== Task objective ==
Each line of the data below holding the word "that" must be copied.

"""

PR #20225, opened 2025-09-22
feat(protocol): make verifiers non upgradable

ggonzalez94:
A possible solution to [this comment](https://github.com/taikoxyz/taiko-mono/pull/20200#discussion_r2365002316).

Verifiers still hold state, but are non upgradable. This allows:
- Less proxy overhead
- Proving system can be upgraded with backwards compatibility(two programs can be set as trusted until all provers migrate)
- If the verifier needs to be changed, a new one can be deployed and the inbox can point to that one

### DIFF
--- a/packages/protocol/contracts/layer1/shasta/verifiers/ShastaRisc0Verifier.sol
+++ b/packages/protocol/contracts/layer1/shasta/verifiers/ShastaRisc0Verifier.sol
@@ -2,14 +2,14 @@
 pragma solidity ^0.8.24;
 
 import "@risc0/contracts/IRiscZeroVerifier.sol";
-import "src/shared/common/EssentialContract.sol";
+import "@openzeppelin/contracts/access/Ownable.sol";
 import "src/shared/libs/LibNames.sol";
 import "./LibPublicInput.sol";
 import "../iface/IProofVerifier.sol";
 
 /// @title ShastaRisc0Verifier
 /// @custom:security-contact security@taiko.xyz
-contract ShastaRisc0Verifier is EssentialContract, IProofVerifier {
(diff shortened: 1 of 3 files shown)


packages/protocol/contracts/layer1/shasta/verifiers/ShastaRisc0Verifier.sol
```diff
@@ -2,14 +2,14 @@
...
-import "src/shared/common/EssentialContract.sol";
+import "@openzeppelin/contracts/access/Ownable.sol";
 import "src/shared/libs/LibNames.sol";
 import "./LibPublicInput.sol";
 import "../iface/IProofVerifier.sol";
 
 /// @title ShastaRisc0Verifier
 /// @custom:security-contact security@taiko.xyz
-contract ShastaRisc0Verifier is EssentialContract, IProofVerifier {
+contract ShastaRisc0Verifier is IProofVerifier, Ownable {
```
dantaik: Lets use `Ownable2StepUpgradeable`. Circle's USDC contacts use Ownable and I transferred the ownership to a wrong address a few days ago, but luckily I found out a way to fix it. I think Ownable2StepUpgradeable is much safer.

ggonzalez94: I thought the whole idea was to make them non upgradable. So I guess you mean `Ownable2Step`(non upgradable). The one thing to keep in mind is that the DAO will have to accept ownership, so we will have to do a separate step. Is that ok?

dantaik: Sorry, yes Ownable2Step instead. Not Ownable2StepUpgradable :D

"""

== Answer area ==
- If the verifier needs to be changed, a new one can be deployed and the inbox can point to that one
ggonzalez94: I thought the whole idea was to make them non upgradable. So I guess you mean `Ownable2Step`(non upgradable). The one thing to keep in mind is that the DAO will have to accept ownership, so we will have to do a separate step. Is that ok?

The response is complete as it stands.